The type of parallelisation in use here is OpenMP. As such, you need to use Iceberg's openmp environment. That is, if you want 8 cores (say), add the following to your submission script

#$ -pe openmp 8
export OMP_NUM_THREADS=8

Using OpenMP limits the number of cores you can use per job to the number available on a single node. At the time of writing, this is 16.

How many cores: Finding the sweet spot

Note that everything is fastest when using 16 cores! As such, it may be tempting to always use 16 cores for your jobs. This will almost always be a mistake. It may be that the aspect of your code that's accelerated by this build doesn't account for much of the runtime of your problem. As such, those 16 cores will sit idle most of the time -- wasting resources.

You'll also spend a lot longer waiting in the queue for 16 cores than you will for 2 cores which may swap any speed gains.

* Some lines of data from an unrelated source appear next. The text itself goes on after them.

PR #72, opened 2021-01-03
Prepend ./ to single directory selections, allowing for quick cd

kidonng:
This PR adds the following feature to File paths (<kbd>Ctrl</kbd> + <kbd>F</kbd>):

A dot and a slash (`./`) will be prepended automatically if:

- There is no input in the command line (the user triggers the function with a empty input)
- The user only made one selection
- The only selection is a directory

This makes it possible to quick enter the selected directory by pressing <kbd>Enter</kbd> again after making the selection. This is because [Fish treats it as implict `cd`](https://fishshell.com/docs/current/cmds/cd.html):

> Note that the shell will attempt to change directory without requiring cd if the name of a directory is provided (starting with ., / or ~, or ending with /).

<details>
<summary>
Screencast (Outdated)
</summary>

https://user-images.githubusercontent.com/44045911/103480545-e5b12580-4e0f-11eb-813a-13a2143a565f.mov
</details>

If the user changed their mind, they can do anything with the folder just like normal. ~~The trailing slash doesn't make much difference most of the time.~~

### DIFF
--- a/functions/__fzf_search_current_dir.fish
+++ b/functions/__fzf_search_current_dir.fish
@@ -9,9 +9,8 @@ function __fzf_search_current_dir --description "Search the current directory us
 
     if test $status -eq 0
         # If this function was triggered with an empty commandline and the only thing selected is a directory, then
-        # prepend a dot and a slash to the folder. Because fish will attempt to cd implicitly if a directory name
-        # is provided with a dot at the beginning, this allows the user to hit Enter one more time to quickly cd
-        # in the selected directory.
+        # prepend ./ to the dir path. Because fish will attempt to cd implicitly if a directory name starting with a dot
+        # is provided, this allows the user to hit Enter one more time to quickly cd into the selected directory.
         if test (count (commandline -o)) = 0 && test (count $file_paths_selected) = 1 && test -d $file_paths_selected
             set file_paths_selected ./$file_paths_selected
         end
--- a/functions/__fzf_search_current_dir.fish
+++ b/functions/__fzf_search_current_dir.fish
@@ -8,6 +8,10 @@ function __fzf_search_current_dir --description "Search the current directory us
     )
 
     if test $status -eq 0
+        if test (count (commandline -poc)) = 0 && test (count $file_paths_selected) = 1 && test -d $file_paths_selected[1]
+            set file_paths_selected[1] $file_paths_selected[1]/
+        end
+
         for path in $file_paths_selected
             set escaped_path (string escape "$path")
             commandline --insert "$escaped_path "
--- a/functions/__fzf_search_current_dir.fish
+++ b/functions/__fzf_search_current_dir.fish
@@ -12,7 +12,7 @@ function __fzf_search_current_dir --description "Search the current directory us
         # prepend a dot and a slash to the folder. Because fish will attempt to cd implicitly if a directory name
         # is provided with a dot at the beginning, this allows the user to hit Enter one more time to quickly cd
         # in the selected directory.
-        if __fish_is_token_n 1 && test (count $file_paths_selected) = 1 && test -d $file_paths_selected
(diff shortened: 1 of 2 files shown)


PatrickF1 (approved):
Oh man that is beautiful! Thank you @kidonng! Let me test real quick and then I'll merge.

jorgebucaran (approved):

PatrickF1:
I tested it on directories with spaces in the name not expecting it to work but it does...I don't understand why 😂

functions/__fzf_search_current_dir.fish
```diff
@@ -8,6 +8,13 @@ function __fzf_search_current_dir --description "Search the current directory us
     )
 
     if test $status -eq 0
+        # If this function was triggered with an empty commandline and the only thing selected is a directory, then
+        # append a slash to the folder. Because fish will attempt to cd implicitly if a directory name is provided with
+        # a / at the end, this allows the user to hit Enter one more time to quickly cd in the selected directory.
+        if __fish_is_token_n 1 && test (count $file_paths_selected) = 1 && test -d $file_paths_selected[1]
```
PatrickF1, line 14: Would the code be clearer if you removed [1] everywhere because the test (count $file_paths_selected) = 1 makes sure the variable is exactly one element long anyway?

PatrickF1, line 14: Is `__fish_is_token_n 1` really necessary?

kidonng:
> I tested it on directories with spaces in the name not expecting it to work but it does...I don't understand why 😂

The escaping is done below by the original code.

functions/__fzf_search_current_dir.fish
kidonng: Yes, this check for an empty commandline.

kidonng: Sure! I didn't notice that.

kidonng:
I changed my mind and decided to prepend a dot and a slash (`./`) instead. This prevents potential difference caused by trailing slash. And the users are more likely to have a better idea what this does for the first time.

PatrickF1:
> This prevents potential difference caused by trailing slash
Hmm I was actually starting to think about just appending /  for all directories selected. What potential problems does trailing / cause? And how is ./dir better?

functions/__fzf_search_current_dir.fish
```diff
@@ -8,6 +8,14 @@ function __fzf_search_current_dir --description "Search the current directory us
     )
 
     if test $status -eq 0
+        # If this function was triggered with an empty commandline and the only thing selected is a directory, then
+        # prepend a dot and a slash to the folder. Because fish will attempt to cd implicitly if a directory name
+        # is provided with a dot at the beginning, this allows the user to hit Enter one more time to quickly cd
+        # in the selected directory.
+        if __fish_is_token_n 1 && test (count $file_paths_selected) = 1 && test -d $file_paths_selected
```
PatrickF1, line 15: I realized through testing __fish_is_token_n doesn't ensure the commandline is empty. If there is input after the cursor this block still executes.

kidonng:
> What potential problems does trailing / cause?

I can only remember one. Suppose we have the following directory:

```
.
├── link -> source
└── source
   ├── file1
   ├── file2
   └── file3
```

And you want to remove the link.

- `rm -rf link`

   ```
   .
   └── source
      ├── file1
      ├── file2
      └── file3
   ```

- `rm -rf link/`

   ```
   .
   └── link -> source
   ```

> And how is ./dir better?

Because it doesn't have trailing slash, while still being recognized by Fish.

functions/__fzf_search_current_dir.fish
kidonng: Nice catch! Actually I should just use `commandline -c`.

You should always perform scaling experiments before deciding how many cores to use for your jobs. Consider the Linear Discriminant Analysis problem, for example. Using just one core, Intel build gives us a 4 times speed-up compared to the standard build. Moving to 8 cores only makes it twice as fast again. As such, if you had lots of these jobs to do, your throughput would be higher running lots of single core jobs compared to lots of 8 core jobs.

If matrix-matrix multiply dominates your runtime, on the other hand, it may well be worth using 16 cores.

Using this version of R for your own work

As a user, there are a few things you need to be aware of with the Intel builds of R so I've created a separate documentation page for them. This is currently at http://docs.hpc.shef.ac.uk/en/latest/iceberg/software/apps/intel_r.html

My recommendation for using these builds is to work through the following procedure

  • Ensure that your code runs with Iceberg's standard version of R and produce a test result.
  • In the first instance, switch to the sequential version of the Intel R build. In the best case, this will just require changing the module. You may also need to install some of your packages since the Intel build has a separate packages directory to the standard build.
  • If you see speed-up and the results are consistent with your test result, try the parallel version. Initially start with 2 cores and move upwards to find the sweet spot.